- [How to complete this task]
Word for word, print all of the lines below.

Listed entries START

PR #446, opened 2023-07-19
(feat) added get_phi_vector_noise_obs() method 

mnfienen:
for ObservationEnsemble and a test. There is a test in there as well. Have a look.

### DIFF
--- a/pyemu/en.py
+++ b/pyemu/en.py
@@ -811,8 +811,8 @@ class ObservationEnsemble(Ensemble):
         """
         cols = self._df.columns
         pst = self.pst
-        weights = self.pst.observation_data.loc[cols, "weight"]
-        obsval = self.pst.observation_data.loc[cols, "obsval"]
+        weights = pst.observation_data.loc[cols, "weight"]
+        obsval = pst.observation_data.loc[cols, "obsval"]
         phi_vec = []
         for idx in self._df.index.values:
             simval = self._df.loc[idx, cols]
--- a/pyemu/en.py
+++ b/pyemu/en.py
@@ -820,6 +820,63 @@ class ObservationEnsemble(Ensemble):
             phi_vec.append(phi)
         return pd.Series(data=phi_vec, index=self.index)
 
+    def get_phi_vector_noise_obs(self, noise_obs_filename=None):
+        """vector of L2 norm (phi) for the realizations (rows) of `Ensemble`. This
+            differs from `phi_vector` in that phi is calculated for each ensemble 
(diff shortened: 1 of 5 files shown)


mnfienen:
Please don't merge yet - I'm working on some refactoring

pyemu/en.py
```diff
@@ -811,15 +811,72 @@ def phi_vector(self):
...
+                    f"Could not open {noise_obs_filename}"
+                )
+        # make sure the index is all string (since the real)
+        noise_obs.index = [str(i) for i in noise_obs.index]
+        
+        # now make the calculations
+        cols = self._df.columns
+        weights = self.pst.observation_data.loc[cols, "weight"]
+        phi_vec = []
+        for idx in self._df.index.values:
```
briochh, line 872: wonder if you could get away with:
`phi_vec = (((self._df-noise_obs) * weights)**2).dropna().sum(axis=1)`
pandas should align nicely on index and columns right?

mnfienen: maybe, but @jtwhite79  pointed out that we need to handle inequality constraints, so gotta sum by groups and handle conditions about violation of inequality constraints. This led to some refactoring which may be close to done. If we get it working, I still like the idea of de-looping but not sure we can

briochh: ah yea, good call. I think should be poss to work with a residual ensemble `res = (self._df-noise_obs)` and then zero out the residual that are the wrong sign for obs that are in inequality groups. `res.loc[:, ltobs] = res.loc[:, ltobs].clip(0)`

mnfienen: that sounds like a good idea. I might try and look tomorrow. If you get a chance, maybe check out the latest commit I pushed. I think it's working, but too slow to be practical. It worked for a simple case without noise, but the noise obs example is a bigger file and def too slow. Late here but I can look tomorrow or Friday again

mnfienen: All the tests are passing now so I think we are good, but the ensemble version is pretty slow. I like your idea @briochh so might try and implement that way

briochh:
did you want to add more to this @mnfienen?

mnfienen:
hey @briochh - I've been away for the month so missed this. I'm tempted to fold it in and experiment with the other option later unless you have time to test it?

briochh:
Welcome back @mnfienen . Yeah go for the merge. We can look into testing some improves later from dev branch.

mnfienen:
Right on @briochh  - merging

Listed entries END

- [Solution to this exercise]
PR #446, opened 2023-07-19
(feat) added get_phi_vector_noise_obs() method 

mnfienen:
for ObservationEnsemble and a test. There is a test in there as well. Have a look.

### DIFF
--- a/pyemu/en.py
+++ b/pyemu/en.py
@@ -811,8 +811,8 @@ class ObservationEnsemble(Ensemble):
         """
         cols = self._df.columns
         pst = self.pst
-        weights = self.pst.observation_data.loc[cols, "weight"]
-        obsval = self.pst.observation_data.loc[cols, "obsval"]
+        weights = pst.observation_data.loc[cols, "weight"]
+        obsval = pst.observation_data.loc[cols, "obsval"]
         phi_vec = []
         for idx in self._df.index.values:
             simval = self._df.loc[idx, cols]
--- a/pyemu/en.py
+++ b/pyemu/en.py
@@ -820,6 +820,63 @@ class ObservationEnsemble(Ensemble):
             phi_vec.append(phi)
         return pd.Series(data=phi_vec, index=self.index)
 
+    def get_phi_vector_noise_obs(self, noise_obs_filename=None):
+        """vector of L2 norm (phi) for the realizations (rows) of `Ensemble`. This
+            differs from `phi_vector` in that phi is calculated for each ensemble 
(diff shortened: 1 of 5 files shown)


mnfienen:
Please don't merge yet - I'm working on some refactoring

pyemu/en.py
```diff
@@ -811,15 +811,72 @@ def phi_vector(self):
...
+                    f"Could not open {noise_obs_filename}"
+                )
+        # make sure the index is all string (since the real)
+        noise_obs.index = [str(i) for i in noise_obs.index]
+        
+        # now make the calculations
+        cols = self._df.columns
+        weights = self.pst.observation_data.loc[cols, "weight"]
+        phi_vec = []
+        for idx in self._df.index.values:
```
briochh, line 872: wonder if you could get away with:
`phi_vec = (((self._df-noise_obs) * weights)**2).dropna().sum(axis=1)`
pandas should align nicely on index and columns right?

mnfienen: maybe, but @jtwhite79  pointed out that we need to handle inequality constraints, so gotta sum by groups and handle conditions about violation of inequality constraints. This led to some refactoring which may be close to done. If we get it working, I still like the idea of de-looping but not sure we can

briochh: ah yea, good call. I think should be poss to work with a residual ensemble `res = (self._df-noise_obs)` and then zero out the residual that are the wrong sign for obs that are in inequality groups. `res.loc[:, ltobs] = res.loc[:, ltobs].clip(0)`

mnfienen: that sounds like a good idea. I might try and look tomorrow. If you get a chance, maybe check out the latest commit I pushed. I think it's working, but too slow to be practical. It worked for a simple case without noise, but the noise obs example is a bigger file and def too slow. Late here but I can look tomorrow or Friday again

mnfienen: All the tests are passing now so I think we are good, but the ensemble version is pretty slow. I like your idea @briochh so might try and implement that way

briochh:
did you want to add more to this @mnfienen?

mnfienen:
hey @briochh - I've been away for the month so missed this. I'm tempted to fold it in and experiment with the other option later unless you have time to test it?

briochh:
Welcome back @mnfienen . Yeah go for the merge. We can look into testing some improves later from dev branch.

mnfienen:
Right on @briochh  - merging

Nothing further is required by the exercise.